PR #62, opened 2024-12-11
Fixing phase type

### LINKED ISSUE #61: Fixing type for Phase , ResourceAllocation in Schema
Should be changed its type to array in the endpoint instead of in schema

Hanhz2707:


McDuuck (approved):
cool

swagger.yaml
```diff
@@ -2091,39 +2091,41 @@ components:
...
+            format: date
+          deadline:
+            type: string
+            format: date
+          project:
+            type: object
+            description: A reference to Project in Phase Object
+            properties:
+              severaProjectId:
+                type: string
```
dalju005-xamk: format: uuid ?
Also same for severaPhaseId

dalju005-xamk (approved):

swagger.yaml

--- Description of the task ---
Your reply needs to reproduce all of the listing exactly.

--- Answer ---
PR #62, opened 2024-12-11
Fixing phase type

### LINKED ISSUE #61: Fixing type for Phase , ResourceAllocation in Schema
Should be changed its type to array in the endpoint instead of in schema

Hanhz2707:


McDuuck (approved):
cool

swagger.yaml
```diff
@@ -2091,39 +2091,41 @@ components:
...
+            format: date
+          deadline:
+            type: string
+            format: date
+          project:
+            type: object
+            description: A reference to Project in Phase Object
+            properties:
+              severaProjectId:
+                type: string
```
dalju005-xamk: format: uuid ?
Also same for severaPhaseId

dalju005-xamk (approved):

swagger.yaml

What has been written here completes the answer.